The debug by reading 5-step protocol applies diagnostic literacy across all paradigms:
- Identify the error class. TypeError? ReferenceError? C errno -1? LabVIEW broken wire?
- Locate the stack frame origin: which function, which line, which file.
- Determine which paradigm boundary was crossed: C error codes, JavaScript typed exceptions, LabVIEW spatial diagnostics, GameMaker event lifecycle?
- Extract the diagnostic signal: what specific information does the error carry: subject, mechanism, scope, blast radius?
- Verify program state before applying the fix: what state assumption failed?
Error messages are the most honest documentation a system ever produces. They do not soften the failure or generalize it. They report what broke, in the error architecture of the paradigm that produced it.
Diagnostic literacy is the skill of reading that vocabulary. Not accumulating fixes. Reading.

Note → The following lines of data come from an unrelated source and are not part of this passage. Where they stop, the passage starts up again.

PR #1656, opened 2020-05-12
Remove xPrvFromStrippedPubXPrvCheckRoundtrip and related

Anviking:
# Issue Number

#1637, relates to PR #1640 

# Overview

- [x] `xPrvFromStrippedPubXPrvCheckRoundtrip` and related functions no longer serve any purpose and can be removed.

# Comments

- They were introduced do cope with the underlying function silently modifying the keys. `xprvFromBytes` in cardano-addresses will not modify the keys.

### DIFF
--- a/lib/cli/src/Cardano/CLI.hs
+++ b/lib/cli/src/Cardano/CLI.hs
@@ -114,7 +114,14 @@ import Prelude hiding
     ( getLine )
 
 import Cardano.Address.Derivation
-    ( XPrv, XPub, toXPub, xpubToBytes )
+    ( XPrv
+    , XPub
+    , toXPub
+    , xprvFromBytes
+    , xprvToBytes
+    , xpubFromBytes
+    , xpubToBytes
+    )
 import Cardano.BM.Backend.Switchboard
     ( Switchboard )
 import Cardano.BM.Configuration.Static
@@ -173,8 +180,6 @@ import Cardano.Wallet.Network
 import Cardano.Wallet.Primitive.AddressDerivation
     ( Depth (..)
     , DerivationType (..)
-    , ErrUnXPrvStripPub (..)
-    , ErrXPrvFromStrippedPubXPrv (..)
     , Index (..)
     , Passphrase (..)
     , PassphraseMaxLength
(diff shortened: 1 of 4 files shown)


Anviking:
bors try

Anviking:
bors try

lib/cli/src/Cardano/CLI.hs
```diff
@@ -451,29 +454,37 @@ fullKeyEncodingDescription = mconcat
...
     ]
 
-xprvFromBytes :: ByteString -> Either String XPrvOrXPub
-xprvFromBytes = fmap AXPrv . left showErr . xPrvFromStrippedPubXPrvCheckRoundtrip
+aXPrvFromBytes :: ByteString -> Either String XPrvOrXPub
+aXPrvFromBytes x = maybe errLength (return . AXPrv) $ xprvFromBytes x
   where
-    showErr (ErrInputLengthMismatch expected actual) = mconcat
+    actual = BS.length x
+    expectedBytes = 96 :: Int
```
Anviking, line 462: Should probably ideally be defined in `cardano-addresses` though

paweljakubas: yes, `96` maybe should be explicitly exposed here : https://github.com/input-output-hk/cardano-addresses/blob/master/src/Cardano/Address/Derivation.hs#L166

lib/cli/src/Cardano/CLI.hs
```diff
@@ -451,29 +454,37 @@ fullKeyEncodingDescription = mconcat
...
-        , "Is it encrypted? Or is it an old Byron key?"
-        ]
 
-xpubFromBytes :: ByteString -> Either String XPrvOrXPub
-xpubFromBytes = fmap AXPub . CC.xpub
+aXPubFromBytes :: ByteString -> Either String XPrvOrXPub
+aXPubFromBytes x = maybe errLength (return . AXPub) $ xpubFromBytes x
+  where
+    actual = BS.length x
+    expectedBytes = 64 :: Int
```
paweljakubas, line 476: `64` as the length of public key with chain code probably also.
the same for `32` as public key without chain code.

paweljakubas (approved):
Nice catch and refactoring giving rise to 150-line code cutting :)

lib/cli/src/Cardano/CLI.hs
Anviking: Added a todo in the code

lib/cli/src/Cardano/CLI.hs
Anviking: > 32 as public key without chain code

Not sure we ever deal with those?

PR #2031, opened 2020-08-12
Time LSQ requests (and trace the times)

Anviking:
# Issue Number

# Overview

- [x] Measure and trace LSQ queries such that we can correlate the slowness with that of #2005 and #2006

# Comments

E.g.
```bash
[cardano-wallet.network:Info:130] [2020-08-12 11:03:17.03 UTC] Query getAccountBalance took 51.175731s
[cardano-wallet.network:Info:145] [2020-08-12 11:03:22.08 UTC] Query getAccountBalance took 51.244343s
```

### DIFF
--- a/lib/shelley/src/Cardano/Wallet/Shelley/Network.hs
+++ b/lib/shelley/src/Cardano/Wallet/Shelley/Network.hs
@@ -109,7 +109,7 @@ import Control.Monad.Class.MonadThrow
 import Control.Monad.Class.MonadTimer
     ( MonadTimer, threadDelay )
 import Control.Monad.IO.Class
-    ( liftIO )
+    ( MonadIO, liftIO )
 import Control.Monad.Trans.Except
     ( ExceptT (..), throwE, withExceptT )
 import Control.Retry
@@ -138,6 +138,8 @@ import Data.Text
     ( Text )
 import Data.Text.Class
     ( ToText (..) )
+import Data.Time.Clock
+    ( NominalDiffTime, diffUTCTime, getCurrentTime )
 import Data.Void
     ( Void )
 import Data.Word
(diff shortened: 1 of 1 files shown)


lib/shelley/src/Cardano/Wallet/Shelley/Network.hs
```diff
@@ -1051,4 +1083,5 @@ instance HasSeverityAnnotation (NetworkLayerLog b) where
         MsgWatcherUpdate{}                 -> Debug
         MsgChainSyncCmd cmd                -> getSeverityAnnotation cmd
         MsgInterpreter{}                   -> Debug
+        MsgQueryTime{}                     -> Info
```
Anviking, line 1086: Could increase the severity if the time is long.

lib/shelley/src/Cardano/Wallet/Shelley/Network.hs
```diff
@@ -777,6 +781,31 @@ debounce action = do
...
+timeQryAndLog
+    :: MonadIO m
+    => String
+    -- ^ Label to identify the query
+    -> Tracer m (NetworkLayerLog sc)
+    -- ^ Tracer to which the measurement will be logged
+    -> m a
+    -- ^ The action that submits the query.
+    -> m a
+timeQryAndLog label tr act = do
```
KtorZ, line 801: What about using the `bracketTracer` from the logging like in: https://github.com/input-output-hk/cardano-wallet/blob/master/lib/core/src/Cardano/DB/Sqlite.hs#L222-L223

The main benefits is that you still get some log even if the action doesn't finish and we don't have to compute time on top of the logger which already comes with timestamps.

rvl:
This is a good idea.

lib/shelley/src/Cardano/Wallet/Shelley/Network.hs
Anviking: Interesting, but then we'd need some state machine to write `Trace BracketLog -> Trace NominalDiffTime`. That seems _more_ complicated.

I think logging the `NominalDiffTime` is much better than requiring us to look and compare timestamps later.

We could add `MonadCatch` to `timeQryAndLog`, but:
- We don't expect the query `send`s to throw in `IO`
- When it does (I think socket disconnects), do we really care about the time?
- I think `(MonadCatch m, MonadIO m)` wouldn't catch `IO` exceptions if  `m ~ ExceptT`, which could be surprising (we could make `timeQryAndLog` work with a concrete `IO`, but 🤷‍♂️ )

KtorZ (approved):
bors r+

Next time you hit an error from a paradigm you do not recognize: before you Google the exact string, identify the error class and the T_debug component it speaks to. Name the paradigm boundary you crossed. Then extract the diagnostic signal.
That is the difference between debug by recognition and debug by reading. Recognition fails on novel ground. Reading never does.